GOAL OF THE EXERCISE: Take the entries that follow and return exactly the lines from the one holding "stamp. Confirmed: without the" through the one holding "that marker, so", both included. Nothing else is needed.

[Source records]

PR #429, opened 2026-08-13
tests: verify the wire form where verifyEvent was reading a stamp (#320)

### LINKED ISSUE #320: Sweep unwrapped verifyEvent() calls in tests — a verify on a stamped object asserts nothing
Raised by My Dude while reviewing #311 (now merged at `e6f29f1`).

`nostr-tools` stamps a verified object with an internal `verifiedSymbol` and short-circuits on
it. So `verifyEvent(x)` where `x` came from `finalizeEvent(...)` **in the same scope** returns
true off the stamp, not off the signature. The assertion looks like proof of verification and is
proof of nothing.

`src/agent_challenge.mjs` defends against this deliberately — it reconstructs the wire form and
pins `verifiedSymbol` as an own `undefined`, and its suite tests the defence live, including
under `Object.prototype[verifiedSymbol] = true` with a pair proving a genuine response still
verifies under the same pollution. The drive-by in that PR fixed two sites in `nostr_signer`'s
tests by verifying the wire form rather than the finalized object.

**The same pattern exists elsewhere.** My Dude's grep found roughly six more unwrapped
`verifyEvent(` calls in tests that are not obviously roundtripped, across:

- `tests/control_state.mjs`
- `tests/dm_relay_list_publish.mjs`
- `tests/relay_ingress.mjs`
- `tests/tripwire_detection.mjs`
- `tests/return_lane_task_carry.mjs`

## What this needs

**A per-site read, not a bulk edit.** Only calls on an object that came from `finalizeEvent` in
the same scope are affected; a call on an event parsed from JSON is already the wire form and is
fine. Changing those would be noise.

For each affected site: round-trip through `JSON.parse(JSON.stringify(ev))` before verifying, so
the assertion is against the signature.

**And the control that makes it worth doing:** for at least one fixed site, corrupt the signature
and confirm the test now FAILS. Before the fix it would have passed on the stamp — that
difference is the entire point, and a sweep that does not demonstrate it has only moved
characters around.

Cheap, and the payoff is that a suite of signature assertions starts asserting signatures.

JAFairweather:
Closes #320.

`nostr-tools` stamps what `finalizeEvent` produces with an internal `verifiedSymbol` and `verifyEvent` short-circuits on it. Verifying that object asserts nothing about the signature. Two sites did exactly that.

## The two real sites

`tests/nip98_auth.mjs:52` — `build` is defined in the test file and returns `finalizeEvent`'s result directly.

`tests/dm_relay_list_publish.mjs:65` — `fakeSigner` returns `finalizeEvent`'s own object. This is the worse of the two: it is the assertion carrying the *"the guard is not refuse-everything"* direction, so the both-directions check was resting on an object existing.

## Proven per site, not assumed

Before the fix, replacing the event with `{ ...ev, sig: '0'.repeat(128) }`:

```
ok   — it is signed by the key given, and verifies
ok - the CORRECT identity still signs and publishes — the guard is not "refuse everything"
```

After the fix, the same corruption:

```
FAIL — it is signed by the key given, and verifies
FAIL - the CORRECT identity still signs and publishes — the guard is not "refuse everything"
```

That difference is the entire point of the change, and #320 asked for it explicitly.

## A per-site read, and a correction to the estimate

The issue estimated roughly six more sites. Two were real, and **one of them was not on the list**. The rest need no change:

| site | why it is already fine |
|---|---|
| `control_state.mjs` (×2) | both go through its `wire()` helper |
| `return_lane_task_carry.mjs` (×2) | both already `JSON.parse(JSON.stringify(…))` |
| `relay_ingress.mjs` | its only match is prose in a header comment, not a call |
| `tripwire_detection.mjs` | `receivedWrap` arrives over a websocket from a separate process — already the wire form |
| `dm_relay_list_publish.mjs:13` | already round-tripped at construction |
| `nostr_signer.mjs:62` | `signEvent` returns `JSON.parse(…)` from the NIP-46 round trip |
| `nostr_signer.mjs:77` | `alarmSeal` is parsed out of a nip44 decrypt |

Changing any of those would have been noise, which is why #320 asked for a per-site read rather than a bulk edit.

## Evidence

Full suite: 83 suites, exit 0.

Tests only, so this is outside the substantive-review bar — but the negative control is the part worth checking, not the diff.

### DIFF
--- a/tests/dm_relay_list_publish.mjs
+++ b/tests/dm_relay_list_publish.mjs
@@ -61,8 +61,12 @@ const theirSk = generateSecretKey(), theirPk = getPublicKey(theirSk)
   // BOTH DIRECTIONS. A guard that refuses everything passes every assertion above.
   const right = fakeSigner(mineSk)
   const event = await signDmRelayList(right, DM_URLS, minePk, { createdAt: AT })
+  // Verify the WIRE form: fakeSigner returns finalizeEvent's own object, which nostr-tools stamps
+  // with `verifiedSymbol`, and verifyEvent short-circuits on that stamp. Confirmed: without the
+  // roundtrip, `{ ...event, sig: '0'.repeat(128) }` also passes — so the assertion carrying the
+  // "not refuse everything" direction proved only that an object existed. #320.
   test('the CORRECT identity still signs and publishes — the guard is not "refuse everything"',
-    event.kind === 10050 && event.pubkey === minePk && verifyEvent(event))
+    event.kind === 10050 && event.pubkey === minePk && verifyEvent(JSON.parse(JSON.stringify(event))))
   test('and it signed exactly once', right.calls.length === 1)
   test('the Bunker path and the local path produce byte-identical content',
     JSON.stringify(event.tags) === JSON.stringify(buildDmRelayListEvent(mineSk, DM_URLS, AT).tags))
--- a/tests/nip98_auth.mjs
+++ b/tests/nip98_auth.mjs
@@ -49,7 +49,11 @@ const built = await build({ secretKey: sk, url, method: 'POST', body: JSON.strin
 const ev = built.event
 
 ok('kind is 27235', ev.kind === 27235)
-ok('it is signed by the key given, and verifies', ev.pubkey === pk && verifyEvent(ev))
+// Verify the WIRE form. `build` above returns the finalizeEvent result directly, and nostr-tools
+// stamps `verifiedSymbol` on what it finalizes — verifyEvent short-circuits on that marker, so
+// verifying the object itself asserts nothing about the signature. Confirmed: without the
+// roundtrip, `{ ...ev, sig: '0'.repeat(128) }` also passes. #320.
+ok('it is signed by the key given, and verifies', ev.pubkey === pk && verifyEvent(JSON.parse(JSON.stringify(ev))))
 ok('the u tag is the expected URL', tag(ev, 'u') === url)
 ok('the method tag is upper-cased', tag(ev, 'method') === 'POST')
 ok('a lower-case method is still sent upper-cased',


JAFairweather:
## Review — approve. The defect is real, I reproduced it at both sites, and I swept the rest of the class: these two were the only ones.

Reviewed on `fix/320-verify-wire-form`.

**The mechanism, confirmed independently rather than taken from the header.** `finalizeEvent` stamps its output, and the stamp is *enumerable*, so a spread carries it:

```
symbols on finalizeEvent output: [ Symbol(verified) ]   enumerable: true

verifyEvent({ ...ev, sig: '0'.repeat(128) })                     = true    <- short-circuits
verifyEvent(JSON.parse(JSON.stringify({ ...ev, sig: BAD })))     = false   <- the fix bites
verifyEvent(JSON.parse(JSON.stringify(ev)))                      = true    <- good sig still passes
```

Both directions, so the roundtrip is not just refusing everything.

**Reproduced in situ.** I corrupted the signature at each of the two assertions as they stand before this PR:

```
tests/nip98_auth.mjs               corrupt sig -> PASSES = vacuous
tests/dm_relay_list_publish.mjs    corrupt sig -> PASSES = vacuous
```

So the assertion carrying the "not refuse everything" direction genuinely proved only that an object existed. Your description is exact.

## The completeness check — and it came back clean

The obvious question is whether the same shape survives elsewhere, so I ran the same corrupt-sig control over every remaining `verifyEvent(<local object>)` in the tree:

| site | result |
|---|---|
| `tests/control_state.mjs:92` | caught |
| `tests/nostr_signer.mjs:62` | caught |
| `tests/nostr_signer.mjs:77` | caught |
| `tests/tripwire_detection.mjs:249` | caught |
| `tests/nostr_signer.mjs:35` *(already roundtripped — control)* | caught |

All sound. `tests/dm_relay_list_publish.mjs:13` reads like a hit but is not: line 9 already roundtrips at construction, so the object never carries a stamp.

The control matters here — a sweep that finds nothing is worth exactly as much as its ability to find something, and this one demonstrably reproduces the defect at the two sites you fixed. A zero from it is a real zero.

**Production is clean too.** `src/nostr_signer.mjs:58` looked like the dangerous one — a signature check on an event the process just handled — but it verifies events arriving from `pool.subscribeMany`'s `onevent`, which are parsed off the wire and carry no stamp. Same for `nostr_egress`, `consent`, `dm_relays` and `agent_challenge`. The pattern only bites where a test verifies an object it finalized itself, which is why this is tests-only and correctly scoped.

Comments say why the roundtrip is there and name the alternative that passes, which is what stops someone "simplifying" it back in six months.

**Not proven by me:** nothing outstanding. This one is fully checkable locally and I checked it.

TASK ANSWER:
+  // with `verifiedSymbol`, and verifyEvent short-circuits on that stamp. Confirmed: without the
+  // roundtrip, `{ ...event, sig: '0'.repeat(128) }` also passes — so the assertion carrying the
+  // "not refuse everything" direction proved only that an object existed. #320.
   test('the CORRECT identity still signs and publishes — the guard is not "refuse everything"',
-    event.kind === 10050 && event.pubkey === minePk && verifyEvent(event))
+    event.kind === 10050 && event.pubkey === minePk && verifyEvent(JSON.parse(JSON.stringify(event))))
   test('and it signed exactly once', right.calls.length === 1)
   test('the Bunker path and the local path produce byte-identical content',
     JSON.stringify(event.tags) === JSON.stringify(buildDmRelayListEvent(mineSk, DM_URLS, AT).tags))
--- a/tests/nip98_auth.mjs
+++ b/tests/nip98_auth.mjs
@@ -49,7 +49,11 @@ const built = await build({ secretKey: sk, url, method: 'POST', body: JSON.strin
 const ev = built.event
 
 ok('kind is 27235', ev.kind === 27235)
-ok('it is signed by the key given, and verifies', ev.pubkey === pk && verifyEvent(ev))
+// Verify the WIRE form. `build` above returns the finalizeEvent result directly, and nostr-tools
+// stamps `verifiedSymbol` on what it finalizes — verifyEvent short-circuits on that marker, so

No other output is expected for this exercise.